**Dataset entries**
PR #1271, opened 2024-01-16
 Implemented basic ImageMagick trim modifier

### LINKED ISSUE #1239: Trim function in v3
I understand that updates and improvements are essential, but the trim function served a crucial purpose for my projects. I kindly request the reconsideration and reimplementation of the trim function in future releases.

If there are specific reasons for its removal or alternative approaches, I would appreciate any insights you can provide. Your efforts in maintaining this library are highly appreciated, and I believe the reintroduction of the trim function would benefit many users.

Thank you for your time and consideration!

seebeen:
Let's use this as a starting point. Looking forward to your comments @olivervogel 

Will close #1239


olivervogel:
Wow, that was fast. I will take a look later. 👀

tests/images/softuni.png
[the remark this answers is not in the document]
olivervogel: I guess we can use this one: https://github.com/Intervention/image/blob/develop/tests/images/trim.png

seebeen:
> Works very well. I have only made a few minor comments about the PSR standard. Otherwise you can try to integrate the modifier with as good as it gets same functionality for the GD library, then I can merge it.

I avoid using PHPStan as the plague. Do you mind if I add-in PHPCS as a dev dependency with a PSR12 standard config? We can spend some time tweaking it afterward :)

tests/images/softuni.png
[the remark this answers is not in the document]
seebeen: No problems.

olivervogel:
> I avoid using PHPStan as the plague. Do you mind if I add-in PHPCS as a dev dependency with a PSR12 standard config?

Do you want to add phpcs additionally or instead of phpstan?

seebeen:
> > I avoid using PHPStan as the plague. Do you mind if I add-in PHPCS as a dev dependency with a PSR12 standard config?
> 
> Do you want to add phpcs additionally or instead of phpstan?

Add it as an additional dev dependency - wouldn't want to impose my workflow setup on you (or anyone else). People who use both - will get both. Others (like me) get to pick a camp 😊
Personally I use VSCode and Intelephpense - with custom phpcs rules.

olivervogel:
> Add it as an additional dev dependency

Ok sure. Create a new PR for this if you want.

seebeen:
New PR created - #1275.

src/Image.php
```diff
@@ -749,6 +750,15 @@ public function place(
         return $this->modify(new PlaceModifier($element, $position, $offset_x, $offset_y));
     }
 
+    /**
+     * {@inheritdoc}
+     *
+     * @see ImageInterface::trim()
+     */
+    public function trim(int $tolerance = 0): ImageInterface {
```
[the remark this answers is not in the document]
seebeen: Fixed

seebeen:
Added the GD trim modifier. Converting this to proper PR, and awaiting your feedback 💪

src/Drivers/Gd/Modifiers/TrimModifier.php
seebeen, line 1: We need to use corner color detection because threshold doesn't work with IMG_CROP_SIDES.

src/Drivers/Gd/Modifiers/TrimModifier.php
```diff
@@ -0,0 +1,59 @@
...
+            [$width - 1,$height - 1],
+        ];
+
+        foreach ($corners as $corner) {
+            $thisColor = imagecolorat($gd, $corner[0], $corner[1]);
+
+            $rgb    = imagecolorsforindex($gd, $thisColor);
+            $red   += round(round(($rgb['red'] / 0x33)) * 0x33);
+            $green += round(round(($rgb['green'] / 0x33)) * 0x33);
+            $blue  += round(round(($rgb['blue'] / 0x33)) * 0x33);
```
olivervogel, line 42: Just curious. Why do you use `0x33` instead of dividing directly by 51?

src/Modifiers/TrimModifier.php
```diff
@@ -0,0 +1,28 @@
...
+     * Class constructor
+     *
+     * @param int $tolerance Tolerance level for trim operation
+     */
+    public function __construct(
+        /**
+         * Tolerance level for trim operation
+         *
+         * @var int
+         */
```
olivervogel, line 24: This is already described above.

src/Drivers/Gd/Modifiers/TrimModifier.php
```diff
@@ -0,0 +1,59 @@
...
+        }
+
+        $red   /= 4;
+        $green /= 4;
+        $blue  /= 4;
+
+        $trimColor = imagecolorallocate($gd, (int)$red, (int)$green, (int)$blue);
+        $trimmed   = imagecropauto($gd, IMG_CROP_THRESHOLD, $this->tolerance, $trimColor);
```
olivervogel, line 50: Basically it works. However, above certain tolerance values the function returns `false`. I think this should be handled.  For example, the test image "trim.png" shows an error from tolerance `67`.

I think it should be possible, as with Imagick, to enter values from 0 to 100 without errors occurring.

If a very high tolerance value is entered in Imagick, the result is a 1 x 1 pixel image.

src/Drivers/Gd/Modifiers/TrimModifier.php
seebeen: Because RGB values are in hexadecimal notation. I thought it made sense 😅.

src/Drivers/Gd/Modifiers/TrimModifier.php
seebeen: Do you want to limit the tolerance to 50?

src/Modifiers/TrimModifier.php
seebeen: Agreed

src/Drivers/Gd/Modifiers/TrimModifier.php
olivervogel: > Do you want to limit the tolerance to 50?

No, I would like to be able to set the parameter value between 0 and 100 and get the same result in GD and Imagick. Of course this is not 100% possible, but we should get as close as possible.

olivervogel: > Meanwhile - do we really need to place limitations, and safeguards? I'm more inclined to set no limits for tolerance, and add a note in userdocs. How people choose to use the lib - is up to them?

Yes. I agree.

seebeen: Do you want to merge as is, I can fill in some more extreme use cases in the following days? :)

seebeen: Ok, let me know what do you want me to do :)

olivervogel: > Ok, let me know what do you want me to do :)

Intervention Image is a standardized API for GD and Imagick. The main goal is to make the results of the API independent of the driver used and thus ensure interchangeability.

Of course, this goal is not always 100% achievable, and especially in this case it will not work, because both drivers work completely different. However, I have always done my best to get as close to 100% as possible. I expect the same for merge requests.

We have a new method that takes a parameter. The parameter can be passed values from 0 to 100. 

- The result of each of these values should be an instance of ImageInterface.
- The modification of the image should be as similar as possible with both drivers, same images and parameters.

I think the output of `trim()` with Imagick can be used as a model.

If you have any questions, feel free to contact me.

olivervogel:
I wanted to ask if you still plan to continue here? If you have any questions or uncertainties, please get in touch. If you're no longer interested, that's fine too, of course. I won't ask any more questions and will close the PR.

seebeen:
Heya. 

Yes, I do want to continue. I'll aim to finalize by monday.

olivervogel:
I took the basis of @seebeen  as a starting point and further developed the feature in [this PR](https://github.com/Intervention/image/pull/1322). It continues there and I am closing this one.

**The task**
The answer must be every line from the records above that contains the word "level", copied in full.

**Answer to the problem**
+     * @param int $tolerance Tolerance level for trim operation
+         * Tolerance level for trim operation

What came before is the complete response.